(Records contained in a dataset)
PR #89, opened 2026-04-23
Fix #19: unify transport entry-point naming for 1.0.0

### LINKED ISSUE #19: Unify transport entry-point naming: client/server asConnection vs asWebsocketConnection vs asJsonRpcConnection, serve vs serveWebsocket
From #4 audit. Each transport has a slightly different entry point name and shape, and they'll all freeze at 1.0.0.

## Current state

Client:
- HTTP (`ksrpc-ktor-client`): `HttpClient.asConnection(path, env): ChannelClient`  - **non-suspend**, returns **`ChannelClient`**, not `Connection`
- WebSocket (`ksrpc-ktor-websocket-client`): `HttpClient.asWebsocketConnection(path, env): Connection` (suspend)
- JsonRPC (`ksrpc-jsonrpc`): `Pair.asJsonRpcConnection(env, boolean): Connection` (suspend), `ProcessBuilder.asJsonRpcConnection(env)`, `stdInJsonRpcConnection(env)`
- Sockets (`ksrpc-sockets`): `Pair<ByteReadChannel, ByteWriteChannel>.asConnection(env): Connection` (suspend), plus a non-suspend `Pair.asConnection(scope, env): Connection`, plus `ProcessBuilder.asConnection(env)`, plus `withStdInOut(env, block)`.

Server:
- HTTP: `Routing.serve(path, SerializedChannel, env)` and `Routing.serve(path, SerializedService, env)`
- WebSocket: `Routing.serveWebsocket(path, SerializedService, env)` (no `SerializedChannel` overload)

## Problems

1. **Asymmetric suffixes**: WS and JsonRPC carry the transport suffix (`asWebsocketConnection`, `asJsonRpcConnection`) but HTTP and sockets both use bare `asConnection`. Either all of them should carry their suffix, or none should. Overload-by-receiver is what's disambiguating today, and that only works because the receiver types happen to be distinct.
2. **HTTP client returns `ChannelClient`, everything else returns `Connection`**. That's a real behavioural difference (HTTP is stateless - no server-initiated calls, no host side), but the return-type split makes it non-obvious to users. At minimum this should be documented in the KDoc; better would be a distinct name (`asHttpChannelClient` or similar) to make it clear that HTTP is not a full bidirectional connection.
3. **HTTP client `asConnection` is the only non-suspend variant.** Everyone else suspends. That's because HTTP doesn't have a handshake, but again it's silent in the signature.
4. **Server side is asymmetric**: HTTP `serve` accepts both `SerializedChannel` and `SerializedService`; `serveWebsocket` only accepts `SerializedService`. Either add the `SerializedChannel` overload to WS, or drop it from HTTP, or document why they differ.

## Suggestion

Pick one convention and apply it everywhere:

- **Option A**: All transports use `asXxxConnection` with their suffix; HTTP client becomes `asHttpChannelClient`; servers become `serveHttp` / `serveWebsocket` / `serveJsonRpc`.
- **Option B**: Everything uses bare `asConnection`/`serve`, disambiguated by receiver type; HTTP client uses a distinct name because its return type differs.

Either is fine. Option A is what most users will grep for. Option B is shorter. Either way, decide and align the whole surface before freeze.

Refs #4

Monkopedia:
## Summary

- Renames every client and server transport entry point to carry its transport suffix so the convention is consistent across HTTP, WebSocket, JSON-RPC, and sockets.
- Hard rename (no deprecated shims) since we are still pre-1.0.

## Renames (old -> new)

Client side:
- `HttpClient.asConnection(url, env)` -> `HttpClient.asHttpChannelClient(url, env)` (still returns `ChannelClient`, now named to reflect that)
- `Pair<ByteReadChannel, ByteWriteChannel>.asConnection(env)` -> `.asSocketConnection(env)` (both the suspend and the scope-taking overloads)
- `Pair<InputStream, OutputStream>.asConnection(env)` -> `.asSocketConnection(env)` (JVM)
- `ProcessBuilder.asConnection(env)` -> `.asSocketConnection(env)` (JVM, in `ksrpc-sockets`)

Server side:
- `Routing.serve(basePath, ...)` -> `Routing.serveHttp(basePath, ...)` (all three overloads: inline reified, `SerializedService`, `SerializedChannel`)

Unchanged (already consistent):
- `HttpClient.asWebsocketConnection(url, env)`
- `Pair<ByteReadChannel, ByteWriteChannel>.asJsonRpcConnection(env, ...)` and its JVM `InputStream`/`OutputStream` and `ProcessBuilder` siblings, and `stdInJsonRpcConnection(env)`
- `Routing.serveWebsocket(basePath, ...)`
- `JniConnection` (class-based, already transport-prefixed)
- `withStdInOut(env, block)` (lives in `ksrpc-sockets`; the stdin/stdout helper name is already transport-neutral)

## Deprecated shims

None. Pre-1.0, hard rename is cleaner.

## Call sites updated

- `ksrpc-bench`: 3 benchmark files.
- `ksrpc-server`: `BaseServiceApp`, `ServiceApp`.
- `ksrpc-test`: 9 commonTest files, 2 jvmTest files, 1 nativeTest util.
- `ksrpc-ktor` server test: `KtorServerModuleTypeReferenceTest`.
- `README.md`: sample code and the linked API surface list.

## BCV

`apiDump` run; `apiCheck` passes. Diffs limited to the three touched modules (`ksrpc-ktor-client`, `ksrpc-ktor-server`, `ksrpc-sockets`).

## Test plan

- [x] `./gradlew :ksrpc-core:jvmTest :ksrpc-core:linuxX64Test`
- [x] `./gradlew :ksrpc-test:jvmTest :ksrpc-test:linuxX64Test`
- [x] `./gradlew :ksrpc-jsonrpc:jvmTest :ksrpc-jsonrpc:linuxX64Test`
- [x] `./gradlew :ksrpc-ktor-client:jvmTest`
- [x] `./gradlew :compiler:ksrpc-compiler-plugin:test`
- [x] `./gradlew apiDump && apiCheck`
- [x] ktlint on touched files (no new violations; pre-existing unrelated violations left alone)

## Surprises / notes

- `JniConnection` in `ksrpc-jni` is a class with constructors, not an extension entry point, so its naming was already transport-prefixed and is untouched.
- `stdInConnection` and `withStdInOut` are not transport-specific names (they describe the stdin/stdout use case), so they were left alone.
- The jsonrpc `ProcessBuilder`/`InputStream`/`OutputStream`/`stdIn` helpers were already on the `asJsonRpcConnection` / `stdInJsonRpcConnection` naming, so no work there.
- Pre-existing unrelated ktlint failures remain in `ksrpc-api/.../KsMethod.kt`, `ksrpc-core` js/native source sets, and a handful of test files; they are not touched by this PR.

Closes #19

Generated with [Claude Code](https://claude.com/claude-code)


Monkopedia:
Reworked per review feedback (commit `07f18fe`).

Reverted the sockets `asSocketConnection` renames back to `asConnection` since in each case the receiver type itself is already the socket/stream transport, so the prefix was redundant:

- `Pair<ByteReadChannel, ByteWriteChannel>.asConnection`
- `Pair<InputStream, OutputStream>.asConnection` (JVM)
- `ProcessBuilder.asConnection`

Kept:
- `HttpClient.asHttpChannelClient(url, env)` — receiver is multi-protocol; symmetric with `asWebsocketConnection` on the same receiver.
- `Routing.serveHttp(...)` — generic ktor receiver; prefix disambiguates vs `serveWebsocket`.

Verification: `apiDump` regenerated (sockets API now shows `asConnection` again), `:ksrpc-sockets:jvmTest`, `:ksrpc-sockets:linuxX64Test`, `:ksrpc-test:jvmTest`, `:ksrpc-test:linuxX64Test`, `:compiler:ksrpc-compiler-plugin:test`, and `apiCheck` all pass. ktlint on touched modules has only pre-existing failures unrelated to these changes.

EXERCISE DETAILS
Set down, unchanged, only those lines above that fall between the line with "to reflect that)" and the line with "## Test plan", the two end lines included.

ANSWER FOR THIS EXERCISE
- `HttpClient.asConnection(url, env)` -> `HttpClient.asHttpChannelClient(url, env)` (still returns `ChannelClient`, now named to reflect that)
- `Pair<ByteReadChannel, ByteWriteChannel>.asConnection(env)` -> `.asSocketConnection(env)` (both the suspend and the scope-taking overloads)
- `Pair<InputStream, OutputStream>.asConnection(env)` -> `.asSocketConnection(env)` (JVM)
- `ProcessBuilder.asConnection(env)` -> `.asSocketConnection(env)` (JVM, in `ksrpc-sockets`)

Server side:
- `Routing.serve(basePath, ...)` -> `Routing.serveHttp(basePath, ...)` (all three overloads: inline reified, `SerializedService`, `SerializedChannel`)

Unchanged (already consistent):
- `HttpClient.asWebsocketConnection(url, env)`
- `Pair<ByteReadChannel, ByteWriteChannel>.asJsonRpcConnection(env, ...)` and its JVM `InputStream`/`OutputStream` and `ProcessBuilder` siblings, and `stdInJsonRpcConnection(env)`
- `Routing.serveWebsocket(basePath, ...)`
- `JniConnection` (class-based, already transport-prefixed)
- `withStdInOut(env, block)` (lives in `ksrpc-sockets`; the stdin/stdout helper name is already transport-neutral)

## Deprecated shims

None. Pre-1.0, hard rename is cleaner.

## Call sites updated

- `ksrpc-bench`: 3 benchmark files.
- `ksrpc-server`: `BaseServiceApp`, `ServiceApp`.
- `ksrpc-test`: 9 commonTest files, 2 jvmTest files, 1 nativeTest util.
- `ksrpc-ktor` server test: `KtorServerModuleTypeReferenceTest`.
- `README.md`: sample code and the linked API surface list.

## BCV

`apiDump` run; `apiCheck` passes. Diffs limited to the three touched modules (`ksrpc-ktor-client`, `ksrpc-ktor-server`, `ksrpc-sockets`).

## Test plan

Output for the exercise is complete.